Jessica worked in the BBC and I had started my business whilst still in uni. The rapid and massive expansion of Facebook had made me see there was a potential for reputations to be made or broken through social media. In school, I helped friends set up a positive online presence, and curate the way they presented themselves years before it became a mainstream awareness. This was back when people were sharing everything willy-nilly, without thinking through the consequences. When companies were only just beginning to check out profiles and make hiring decisions based upon them. Jessica had been proud and supportive of me as I set up the business, she really had. She hadn’t minded me working all hours then; it was only later she had begun to complain. The same time as other parts of her behaviour had changed to the point of awakening a jealousy within me that I had never thought myself capable of. A jealousy I was reminded of yesterday in the theatre.
The robin is still here and is looking at me quizzically. It doesn’t seem to want to fly off. I’m not going to shush it away but I am a little unnerved as it fixes that unblinking black eye upon me.

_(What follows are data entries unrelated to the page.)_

PR #2265, opened 2024-12-20
Catch TERM, HUP, and INT signals, and do a clean shutdown.

JonathanLennox:


jvb/src/main/kotlin/org/jitsi/videobridge/Main.kt
```diff
@@ -163,6 +164,21 @@ fun main() {
         null
     }
 
+    var exitStatus = 0
+
+    /* Catch signals and cause them to trigger a clean shutdown. */
+    listOf("TERM", "HUP", "INT").forEach { signalName ->
+        try {
+            Signal.handle(Signal(signalName)) { signal ->
+                shutdownService.beginShutdown()
```
bgrozev, line 173: Suggest logging

bgrozev: And set exitStatus before beginShutdown?

bgrozev (approved):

‘Yes, you’re right,’ I say out loud. ‘I’m here to commemorate Jessica, not raise the doubts I had about her. That’s unfair. She can hardly answer back.’ I know this is why I eulogise the relationship, why I never say anything about the way things were beginning to fray at the edges at the very end. The robin looks a bit more satisfied when my phone buzzes.
I pull it out of my coat to see a video call from Jamal, the Belle fox from Christmas Eve falling out of my pocket as I fumble for the phone. Do I really want to be interrupted by Jamal right now? I had meant to see him and so far hadn’t got around to it.
I hear Jessica’s voice in my head saying,Don’t put off until tomorrow what you can get done today. The robin nods. Bloody hell.
‘Hey,’ I say as I answer the call.
‘Hey, how you doing? Sorry I didn’t get to see you over Christmas, it’s been mad busy. But I’ve got plans to make that right, I’m back again for New Year’s Eve, will you be about? Hang on. Where you at?’ Jamal’s face looms large on the screen. ‘Isn’t that where your old house used to be?’
‘Yup,’ I say.
‘Long way from the badlands, what you doing there?’
‘Trying to talk to Jess.’
‘Fam!’
‘Honestly, I know that I’ve deliberately put distance between us and right now, I’m back and I want to say sorry to her. Here seems like a good place.’